There are two reasons:

1\. The users do a ton of work in a REPL of some sort. Jupyter for Python, R
and Matlab have a notebook scheme, as do the CAS's.

So it's common to be running an environment where everything is reified at
runtime anyway.

2\. Polymorphism without generics. It's bloody hard to implement generics, and
dynamic types let you ignore them entirely.

It's also very easy to get it wrong and very hard to make it understandable by
a wide range of users.

And to counter a reason to make them early-binding:

Performance this is much less of a problem than you might expect in these
domains, because scientific work is often dealing with big matrices and such,
and you can heavily optimize those operations.

------
advanceduser
Honestly because it's easier. Modern scientific computing is actually
dominated by C, which powers a lot of the libraries that do the crunching
behind the scenes. Python has some fantastic connectors that can bind to C
libraries and run computationally-intensive code very close to the machine.
This makes the programming behind a lot of scientific computing look more like
loading a library and running it with different input variables. This way grad
students who are doing computational science but who do not have a background
in computer science can get running fairly quickly.

------
PaulHoule
For a long time fortran was the dominant scientific language and early
versions of fortran were as static as it gets (no stack!)

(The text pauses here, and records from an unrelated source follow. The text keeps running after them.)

Issue #415, opened 2026-06-01
[Bug] cogni-knowledge: source page frontmatter id crossed with another source's slug (wiki-health id_mismatch)


sdh07:
## Context

Surfaced by `wiki-health` during the #407 live dogfood re-ingest of the EU-AI-Act-for-SMEs base (`.alpha/eu-ai-act-sme/`, gitignored). It is **unrelated to #407** — the question-node emission was clean (0 type errors); this is a pre-existing source-page defect from the original ingest of that base.

## The bug

`wiki-health` reports exactly **one** `id_mismatch` error:

- **File:** `wiki/sources/overview-of-the-code-of-practice-eu-artificial-intelligence-act.md`
- **Frontmatter `id:`** `eu-ai-act-2026-was-sich-seit-inkrafttreten-veraendert-hat-ein-zwischenstand-tuev`

i.e. one source page's frontmatter `id:` carries a **different source's slug** (the TÜV "2026 Zwischenstand" page). The `id:` should equal the filename slug (`overview-of-the-code-of-practice-…`). Both are real, distinct sources ingested in the same 57-source wave.

## Why it matters

- It breaks `wiki-health` (1 hard error → blocks `wiki-lint` without `--ignore-health`).
- A crossed `id:` is the slug other pages address via `[[wikilink]]` / `wiki://`, so any citation or backlink resolving by that id would hit the wrong page.

## Root cause — unconfirmed

Observed, not root-caused. Most plausible: a **`SLUG` / id crossing between two `source-ingester` dispatches in the same one-wave fan-out** (the orchestrator resolves slugs in Step 1.2 and threads `SLUG=` per dispatch; the ingester sanity-checks the grammar but does not re-derive). Could also be a one-off local artifact. Needs investigation:

1. Confirm whether the on-disk page body/claims belong to the `overview-of-the-code-of-practice` source or the TÜV source (which one got mis-id'd).
2. Audit `source-ingester` + `knowledge-ingest` Step 1.2/3 for any path where a per-dispatch `SLUG` env var could be crossed across a wave.
3. If reproducible, add a contract guard; if a one-off, a `wiki-lint --fix=frontmatter_defaults`-style id reconciliation is the local cleanup.

Relates to epics #264 / #388.

PR #442, opened 2026-06-02
[cogni-service remote-test] cogni-knowledge: Phase 3.5 post-write id read-back in source-ingester

### LINKED ISSUE #417: [Enhancement] cogni-knowledge: source-ingester post-write id==filename self-check (prevent crossed-id recurrence)
## Context

Deferred follow-up from #415 / PR #416. #415 was a `wiki-health` `id_mismatch`: a `wiki/sources/<slug-A>.md` page whose frontmatter `id:` carried a *different* source's slug (`<slug-B>`) from the same 57-source ingest wave. PR #416 shipped the **cleanup** side (cogni-wiki `wiki-lint --fix=frontmatter_defaults` now reconciles a crossed `id:` to the filename stem). This issue tracks the **prevention** side, which #415 explicitly deferred as an unconfirmed one-off.

## Root cause (from #415 investigation)

`source-ingester` (`cogni-knowledge/agents/source-ingester.md`) writes **both** the page filename `wiki/sources/<slug>.md` (Phase 3, line ~137) and the frontmatter `id: <slug>` line (line ~92) from a **single** `SLUG` prompt parameter the orchestrator resolves once per URL (`knowledge-ingest` SKILL Step 1.2). `SLUG` arrives as **prompt text**, not an OS env var, so there is no env-var race.

A Step-1.2 misassignment would make filename **and** id both wrong → no mismatch. The only way filename ≠ id is the **LLM emitting the `id:` frontmatter line differently from the Write path it used** — an authoring slip inside the agent's Phase 3. The agent only sanity-checks the slug grammar (`[a-z0-9][a-z0-9-]{0,79}`); it does not assert `id == filename` after writing.

## Proposed guard

Add a fail-soft Phase-3 post-write self-check in `source-ingester.md`: after `atomic_write_text`, read back the just-written page and assert its frontmatter `id:` equals the filename stem (== the `SLUG` it was given). On mismatch, either correct the `id:` line deterministically (it must equal `SLUG`) or surface `reason: id_self_check_failed` in the batch envelope so the orchestrator can re-dispatch. Keeps the filename authoritative and closes the recurrence path at the source without relying on a later `wiki-lint --fix` sweep.

## Why deferred / priority

S4 — the crossing is a single observed occurrence in a local (gitignored) base, not reproduced. File now so it isn't lost; promote if it recurs in a future bake-in wave.

Relates to #415, #416, epics #264 / #388.

sdh07:
## Summary

- Adds an 8-line Phase 3.5 post-write read-back block inside the `source-ingester` Phase 3 Python write wrapper: after `atomic_write_text` completes, re-reads the page from disk and asserts the on-disk `id:` equals `SLUG`. On mismatch, emits `post_write_check_failed` to stderr and exits 4 (distinct from the pre-write guard's exit 3).
- Documents `reason: post_write_id_check_failed` in the Phase 4 skip-reason prose and adds an exit-4 bullet to the Failure-mode invariants.
- Adds two `assert_grep` assertions to `test_ingest_contract.sh` covering `sys.exit(4)` and `post_write_id_check_failed`.
- Bumps `cogni-knowledge` version `0.1.59 → 0.1.60` in `plugin.json` and `marketplace.json`.

Refs #417

## Assumptions (plan open questions)

**Open question 2 — exit-4 semantics:** soft path chosen. The page is already on disk when exit 4 fires (the pre-write Guard 1 passed and `atomic_write_text` completed), so a hard abort would leave the dispatch state unaccounted. Exit 4 emits `ok: false, reason: post_write_id_check_failed`; Step 3.5 sweep is the deterministic backstop that quarantines it on re-run.

**Open question 3 — URL re-check scope:** `id:`-only. The URL is already covered by the pre-write assertion (Guard 1); the post-write check closes only the residual risk of a bug in Guard 1's own Python code path on the `id:` field, which was the specific field that drifted in #415.

## Note

This PR was filed autonomously by a remote routine as a step-3→4 feasibility test of the cogni-service local→remote workflow and is safe for the maintainer to close. It does not supersede the maintainer's existing decision to close #417 as resolved by #413/#420 — it implements the plan that was approved as a workflow test regardless of issue disposition.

Lisp era ai was mostly about inference over databases and not the intense
numerics you see today.

Scientific computing is often experimental and ad hoc, it is important to be
able to change it up quickly. The inner loops often are highly optimized so if
you are using numpy you won't notice that python is slow. C++ is awful to do
neural network work in (I have) and the kind of reprogramming supported by
python is just what the Dr ordered for that kind of thing.

------
swaroop
Relatedly, check out
[https://github.com/tensorflow/swift/blob/master/docs/WhySwif...](https://github.com/tensorflow/swift/blob/master/docs/WhySwiftForTensorFlow.md)

------
SamReidHughes
To expand on the other responses, the downsides of dynamic typing aren't as
bad when the user of the program is also the developer.